Amendments to the German Act Against Restraints on Competition

By Dr. Raphael Reims (Willkie Farr & Gallagher)1

(I) Tenth Amendment to the Act Against Restraints on Competition

On October 19, 2020, the German Federal Cabinet submitted the revised draft for the tenth amendment to the Act Against Restraints on Competition (“ARC”) to the German Federal Parliament.2 The revised draft covers various changes in the area of (i) merger control, (ii) abuse control, (iii) administrative proceedings, (iv) cartel damage proceedings and (v) EU ECN+ directive.

In the next step the German Federal Parliament debate the revised draft and one should anticipate implementation this year to ensure a timely implementation of the EU ECN+ directive, which is due no later than February 4, 2021.3

(i) Merger Control

The revised draft proposes the following changes to the German merger control rules:

A German merger filing is inter alia required if the global revenues of all parties to a merger are EUR 500 million or more, or if one party has revenues of EUR 25 million or more in Germany and one other party has revenues of EUR 5 million or more in Germany.
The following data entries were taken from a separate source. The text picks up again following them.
PR #1305, opened 2023-02-24
fix: Give warnings when component references control not loaded by profile for comp-gen and ssp-gen

fsuits:
## Types of changes

## Summary
Now give warnings if component references control not loaded by profile during ssp-gen and comp-gen
## Key links:

# Before you merge

### DIFF
--- a/trestle/common/log.py
+++ b/trestle/common/log.py
@@ -50,8 +50,7 @@ def set_global_logging_levels(level: int = logging.INFO) -> None:
     """
     # This line stops default root loggers setup for a python context from logging extra messages.
     # DO NOT USE THIS COMMAND directly from an SDK. Handle logs levels based on your own application
-    # set propagate to True in order to capture warning messages in tests via caplog
-    _logger.propagate = True
+    _logger.propagate = False
     # Remove handlers
     _logger.handlers.clear()
     # set global level
--- a/trestle/common/log.py
+++ b/trestle/common/log.py
@@ -50,7 +50,8 @@ def set_global_logging_levels(level: int = logging.INFO) -> None:
     """
     # This line stops default root loggers setup for a python context from logging extra messages.
     # DO NOT USE THIS COMMAND directly from an SDK. Handle logs levels based on your own application
-    _logger.propagate = False
+    # set propagate to True in order to capture warning messages in tests via caplog
+    _logger.propagate = True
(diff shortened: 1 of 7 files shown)


trestle/core/control_interface.py
```diff
@@ -1109,13 +1109,23 @@ def insert_imp_req_into_component(
...
+                        continue
+                    # but first check if the parameter was already set with the same value in the control_imp
+                    # if so we don't need to insert a new set_param in imp_req
+                    for dest_param in as_list(control_imp.set_parameters):
+                        if dest_param.param_id != set_param.param_id:
+                            continue
+                        if dest_param.values == set_param.values:
+                            found = True
+                            break
                     if found:
```
enikonovad, line 1129: Hmm the `found` flag is set to true in the for loop over implementation requirement's set_parameters. Do we want to reset it before we ran the second loop?

trestle/common/log.py
```diff
@@ -50,7 +50,8 @@ def set_global_logging_levels(level: int = logging.INFO) -> None:
     """
     # This line stops default root loggers setup for a python context from logging extra messages.
     # DO NOT USE THIS COMMAND directly from an SDK. Handle logs levels based on your own application
-    _logger.propagate = False
+    # set propagate to True in order to capture warning messages in tests via caplog
+    _logger.propagate = True
```
enikonovad, line 54: I would avoid changing it here. We can use `pytest capsys` functionality to capture the stdout and stderr output. See `version_test` for an example.

Setting logger to true here may in theory lead to the duplicated messages

enikonovad (approved):
LGTM - I would avoid setting logger.propagate to True as it might pollute the log with duplicated messages. If the only purpose is to test log output then we can use pytest capsys functionality

trestle/common/log.py
fsuits: happy  to use capsys instead so I backed out  the propagate change

trestle/core/control_interface.py
fsuits: The logic is ok because it only falls through to the next loop if found is still false.  There are two places a setparam might hide and only if it isn't in both do you fall through and make a new one.  And even if there is a setparam at the high level - if its value is not the needed value then you need to make a new setparam.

The revised draft proposes to raise, in Section 35(1) No 2 ARC, the first Revenues in Germany threshold from EUR 25 million to EUR 30 million and to raise the second Revenues in Germany threshold from EUR 5 million to EUR 10 million to allow the Federal Cartel Office to focus on more complex merger proceedings and to relieve small and medium-sized companies.

As a consequence, the revised draft proposes the elimination of Section 35(2) sentence 1 ARC. This is because it exempts mergers with small companies, i.e. those with global revenues of less than EUR 10 million, from the obligation to notify, regardless of whether the revenues thresholds have been met.
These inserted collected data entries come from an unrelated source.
PR #1324, opened 2023-03-16
feat: Rules parameter values validation in SSP

### LINKED ISSUE #1271: Rules parameter values validation in SSP
In a component def. a rule and its parameter values are specified via CSV file. A rule can map to multiple controls, but it has the same value for all controls to which it is mapped. In the CD markdown the rule, parameter and its value are shown in all control Markdown files, to which that rule maps, but the value is non-editable in Markdown as CSV is the source.

But, in an SSP,, the author can specify a different value for a rule parameter than what is there in CD. So, for example if here is a rule "rule1" which has a parameter "param1" with value "1" in CD and is mapped to more than one control say ac-1 and ac-2, then in SSP makrdown both ac-1.md and ac-2.md will have this rule, parameter and its value that is coming from CD. Now, if the SSP author decides to change the value of this rule param to say "2", this needs to be done in both markdown files ac-1.md and ac-2.md. If the user puts different values for same rule parameter in different files then this is invalid.

We need to validate whether the rule parameter settings for each rule param across all controls (to which this rule maps) have the same value. This can be done by having a validation function that performs this check after the SSP is generated in memory and before it is written out as a JSON. 

Work on this has started in branch https://github.com/IBM/compliance-trestle/tree/feat/rules_validator

## Completion Criteria
If the rule param values are not consistent across controls then the ssp-assemble command should return an error with appropriate message and not create the SSP json.

AleJo2995:
## Types of changes

## Summary

Closes #1271 

## Key links:

# Before you merge


fsuits (commented):
The nist-content and nist-source submodules shouldn't be altered by this PR.  But it's possible I had updated them accidentally.  Try running `make nist-default` and then commit/push to see if the change goes away.

trestle/core/rules_validator.py
```diff
@@ -0,0 +1,145 @@
...
+
+logger = logging.getLogger(__name__)
+
+
+class RulesValidator(Validator):
+    """Validator to confirm all rule parameter values are consistent."""
+
+    @staticmethod
+    def val_diff_param_values(existing_param: list, shared_param_values: list) -> list:
+        """
```
fsuits, line 34: typing should be List[str] or something - so we know what it is a list of.

trestle/core/rules_validator.py
```diff
@@ -0,0 +1,145 @@
...
+
+        returns:
+            Difference between values if exist
+        """
+        for param_value in as_list(existing_param):
+            # order params lists and gets differences
+            param_value['values'].sort()
+            shared_param_values.sort()
+            param_vals_set = set(param_value['values'])
+            difference = [x for x in shared_param_values if x not in param_vals_set]
```
fsuits, line 49: If you are just comparing two lists in terms of contents, ignoring order, you can just compare them as ordered lists:  `list1.sort() != list2.sort()`

trestle/core/rules_validator.py
```diff
@@ -0,0 +1,145 @@
...
+                                        'for the control implementation'
+                                    )
+                            continue
+                        diff = self.val_diff_param_values(existing_params, set_param.values)
+                        if diff:
+                            logger.error(
+                                f'Rule parameter value: {diff} provided for: {set_param.param_id} in '
+                                f'control: {imp_req.control_id} in component: {component.title} is not consistent with '
+                                'other values provided across controls. Invalid model'
+                            )
```
fsuits, line 143: Please check the other validators to see how they indicate VALID or INVALID.  We should keep the messaging structure the same.

trestle/core/rules_validator.py
```diff
@@ -0,0 +1,145 @@
...
+
+        returns:
+            True (valid) if the model's rule parameter values are the same accross controls.
+        """
+        # verify if model type is either an SSP of a Component Definition
+        if not isinstance(model, (SystemSecurityPlan, ComponentDefinition)):
+            return True
+        # iterate by each component defined
+        for component in as_list(model.components):
+            shared_params = {}
```
fsuits, line 69: Only CompDef has components at the top level.   For SSP they are in the system implementation.

trestle/core/rules_validator.py
```diff
@@ -0,0 +1,145 @@
...
+            # iterate by each control implementation within the component
+            for control_imp in as_list(component.control_implementations):
+                _, param_dict, _ = ControlInterface.get_rules_and_params_dict_from_item(control_imp)
+                control_imp_rule_param_ids = [d['name'] for d in param_dict.values()]
```
fsuits, line 73: you also need to check for rule params defined a level above - in the component's properties.

trestle/core/rules_validator.py
```diff
@@ -0,0 +1,145 @@
...
+        for param_value in as_list(existing_param):
+            # order params lists and gets differences
+            param_value['values'].sort()
+            shared_param_values.sort()
+            param_vals_set = set(param_value['values'])
+            difference = [x for x in shared_param_values if x not in param_vals_set]
+            # if there´s a difference in params, log error
+            return difference
+
+    def model_is_valid(self, model: TopLevelOscalModel, quiet: bool) -> bool:
```
enikonovad, line 53: The code in this function is very complex due to the many internal loops and has low reusability. You can split this code into more reusable pieces of code

trestle/core/rules_validator.py
```diff
@@ -0,0 +1,145 @@
...
+        # iterate by each component defined
+        for component in as_list(model.components):
+            shared_params = {}
+            # iterate by each control implementation within the component
+            for control_imp in as_list(component.control_implementations):
+                _, param_dict, _ = ControlInterface.get_rules_and_params_dict_from_item(control_imp)
+                control_imp_rule_param_ids = [d['name'] for d in param_dict.values()]
+                for set_param in as_list(control_imp.set_parameters):
+                    # if not a rule parameter then ignore
+                    if set_param.param_id not in (control_imp_rule_param_ids):
```
enikonovad, line 76: no need for a brackets around `control_imp_rule_param_ids`. Also you can use `as_filtered_list` to filter elements out.

tests/trestle/core/commands/validate_test.py
```diff
@@ -284,3 +288,71 @@ def test_validate_catalog_params(sample_catalog_rich_controls: Catalog) -> None:
...
+    assem_component, assem_comp_path = model_utils.ModelUtils.load_model_for_class(
+        tmp_trestle_dir, assem_name, comp.ComponentDefinition
+    )
+
+    assert validator.model_is_valid(assem_component, True)
+
+
+def test_rules_validator_unhappy(tmp_trestle_dir: pathlib.Path, monkeypatch: MonkeyPatch) -> None:
+    """Test validation of rules in catalog."""
+    # FIXME use model with complex rules and param values
```
enikonovad, line 321: Fix this before merging

trestle/core/rules_validator.py
enikonovad: Also quiet is not used. Although it probably shouldn't be used anyways as it would interfere with `-verbose` flag. Use logger levels instead to assign an appropriate level to the message

enikonovad (commented):
Please see below

trestle/core/rules_validator.py
fsuits: The `quiet` is required because it is in the validator ABC signature and it is a command line option specific to validators.  So it's ok here even if not used.

enikonovad: Indeed, forgot we still had this one, thanks for pointing this out

trestle/core/rules_validator.py
```diff
@@ -0,0 +1,145 @@
...
+                        continue
+                    opts_for_parameter = [p['options'] for p in param_dict.values() if p['name'] == set_param.param_id]
+                    shared_params = {
+                        set_param.param_id: [
+                            {
+                                'level': 'ci',
+                                'control_id': '',
+                                'values': set_param.values,
+                                'options': opts_for_parameter
+                            }
```
fsuits, line 86: You are keeping a fairly detailed list of information from all the setparameters - but all that matters is the final value that gets set in each control.  So the only thing you really need to build is a dict of `{param: [{control_id: values}]}`  For each rule param there will be a list of controls that reference that param - and have values assigned by a chain of setparams.  All that matters is the final setparam in that chain - that sets the final value.

AleJo2995:
@fsuits this is no longer valid. Can I just get rid of this or should i keep it for future reference con compdefs validation?

fsuits:
@AleJo2995 yes please close this pr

The revised draft also proposes to include a new Section 39a ARC, giving the Federal Cartel Office the right to extend the German merger control regime to previously investigated economic sectors where it has objectively comprehensible indications that further concentrations could significantly impede effective competition and the company has a 15 percent share in those sectors. In such cases the Federal Cartel Office shall be entitled to oblige individual companies with global revenues of more than EUR 500 million, by individual order, to notify any planned acquisition in the sector concerned. This amendment is a reaction to successive acquisition strategies in regional markets where the revenue thresholds have not been met.
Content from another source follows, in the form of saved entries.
PR #1330, opened 2023-03-24
chore: Refactor control reader Part 2

enikonovad:
## Types of changes

## Summary
A second part of refactoring of control_reader. This PR touches the process of reading Editable Content from the markdown.
- Refactored a good chunk of parts reading from control_reader
- Removed duplicated code and logic
- Now each node in the tree has a part object in its content (a part is defined by ## in the markdown file)
- Based on the section name a specific format for part_id and part_name will be picked

## Key links:

# Before you merge


trestle/core/markdown/docs_markdown_node.py
```diff
@@ -56,6 +56,14 @@ def __init__(self, key: str, content: DocsSectionContent, starting_line: int):
         super(DocsMarkdownNode, self).__init__(key, content, starting_line)
         self.content: DocsSectionContent = content
 
+    @classmethod
+    def build_tree_from_markdown(cls, lines: List[str], governed_header: Optional[str] = None):
+        """Construct a tree out of the given markdown."""
+        ob = cls.__new__(cls)
+        start_level = ob._get_max_header_lvl(lines)
```
fsuits, line 63: I see this `__new__` has been in the code for some time - but it is the only time it is used.  Just want to confirm there is a reason this classmethod is special and needs it.

trestle/core/markdown/control_markdown_node.py
```diff
@@ -55,10 +86,8 @@ class ControlSectionContent(BaseSectionContent):
     def __init__(self):
         """Initialize section content."""
         super(ControlSectionContent, self).__init__()
-        self.statement_part = None
-        self.objective_part = None
-        self.guidance_part = None
-        self.other_parts = []
+        self.a_part = None
+        self.by_id_name = ''
```
fsuits, line 90: Calling it `a_part` is odd to me.  Partly because a statement could have `Part a.` in it.  Is there a better name to describe what it is and what it contains?  Some doc text would help also.

trestle/core/markdown/base_markdown_node.py
```diff
@@ -148,14 +148,8 @@ def delete_nodes_text(self, keys: List[str], strict_matching: bool = True) -> Li
...
-    def _build_tree(
-        self,
-        lines: List[str],
-        root_key: str,
-        starting_line: int,
-        level: int,
-        governed_header: Optional[str] = None
-    ) -> Tuple[BaseMarkdownNode, int]:
+    def _build_tree(self, lines: List[str], root_key: str, starting_line: int,
+                    level: int) -> Tuple[BaseMarkdownNode, int]:
```
fsuits, line 152: I think this function is dead and is not being called.  `level` isn't used and the function has no code coverage.  But it still may be needed in terms of the overall API...

trestle/core/markdown/control_markdown_node.py
```diff
@@ -17,19 +17,46 @@
...
+    """
+
+    control_statement = 1
+    control_objective = 2
+    control_guidance = 3
+    editable_by_id_part = 4
+    generic_control_part = 5
+    generic_subpart = 6
+    editable_content = 7
+    undefined = 8
```
fsuits, line 57: Please use caps for enums.  I think it's fairly standard convention and it is the convention in trestle - except in the auto-generated OSCAL python classes.  And it would be good to add doc strings on Part vs. part - e.g. is `## part foo` the same as `## Part foo`

trestle/common/const.py
```diff
@@ -228,7 +228,7 @@
 # need to strip white space from end of value
 PROPERTY_REGEX = r'(?:###\s+Property\s+)([^\s]*)\s*:\s+(.*)'
 
-PART_REGEX = r'(?:##\s+Part\s+)(.*)'
+PART_REGEX = r'(?:##\s+part\s+)(.*)'
```
fsuits, line 232: I think it's worth changing this to have `(?i)` in front to indicate directly that case is ignored when matching the string.  Then you can remove all the `lower()` references in the code that do matching.  Otherwise if a `lower()` is omitted it could be a bug.

trestle/core/markdown/control_markdown_node.py
```diff
@@ -145,70 +165,51 @@ def _add_child_prose_if_need(part: common.Part, text: str, should_add: bool):
...
-
-                    part_id = ControlInterface.strip_to_make_ncname(
-                        tree_context.control_id + '_' + control_md_heading_label
-                    )
-                    a_part = common.Part(id=part_id, name=control_md_heading_label_ncname, prose='')
-                    content.other_parts.append(a_part)
-
-                i = self._process_part_line(i, line, lines, content.other_parts[-1], read_parts=False)
+            if section_heading_type not in [ControlSectionType.undefined, ControlSectionType.editable_content]:
+                # Read part
```
fsuits, line 204: Should we have debug message or warning for undefined type?  It may represent content the user meant as an important part and it is being dropped - so I think a warning.

trestle/core/markdown/control_markdown_node.py
```diff
@@ -239,6 +236,126 @@ def get_control_guidance(self) -> Optional[ControlMarkdownNode]:
...
+        editable_node = self.get_node_for_key(f'# {const.EDITABLE_CONTENT}')
+        parts = self._get_subparts(editable_node, exclude_parts_id)
+        return parts
+
+    def _get_subparts(self,
+                      control_node: ControlMarkdownNode,
+                      exclude_ids: List[str] = None) -> Optional[List[common.Part]]:
+        """Get subparts of the control part node if exists."""
+        if not control_node:
+            raise TrestleError('No control node was provided to extract subparts.')
```
fsuits, line 269: Is there a way to provide more context for this error so the user knows where the problem is?  Perhaps the check needs to be before this call.

fsuits (approved):
LGTM after addressing comments - many of which are style and naming.  Before merge I think we should go over the terms and make sure they are used correctly: part, section and guidance.  So please hold until after discussion.

trestle/core/markdown/docs_markdown_node.py
enikonovad: This is a fairly special use case for this class. This is a classmethod factory method to create the instance of MarkdownNode. The reason for this design choice was that each MarkdownNode instance operates on itself and builds the tree recursively. It needs to perform some subroutines (i.e. compute the max heading level, key, etc) and contain some information in each node (defined in __init__). Because we don't want to call `__init__` before we compute those this approach was used

trestle/core/markdown/control_markdown_node.py
enikonovad: `a_part` could represent any part from the markdown. A part is something that starts with two or more hashes. Let me think if there is any other generic enough name for this

trestle/core/markdown/base_markdown_node.py
enikonovad: Good catch, I meant to replace this with `pass` as child classes should implement it

trestle/common/const.py
enikonovad: Good suggestion, didn't think of modifying regex. Will adjust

According to Section 36 (1) sentence 2 No 2 ARC, a concentration which would significantly impede effective competition, in particular a concentration which is expected to create or strengthen a dominant position, shall exceptionally not be prohibited by the FCO if these requirements are fulfilled on a market in which goods or commercial services have been offered for at least five years and which had a sales volume of less than EUR 15 million in the last calendar year. The revised draft proposes to raise this de minimis market threshold from EUR 15 million to EUR 20 million in order to strengthen consolidation opportunities for small and medium-sized companies and to allow the Federal Cartel Office to focus on cases of high economic importance.

(ii) Abuse Control

The revised draft also focuses on German abuse control. It proposes to implement inter alia the following powers of intervention to the Federal Cartel Office in Section 18 et seq. ARC:

When determining market dominance, “access to data relevant for competition” shall be added as an appraisal criterion. In addition, the concept of intermediary power shall be introduced in order to take appropriate account of the intermediary and steering function of platforms in multi-sided markets. In this way the revised draft aims to respond to the current challenges of the digital economy.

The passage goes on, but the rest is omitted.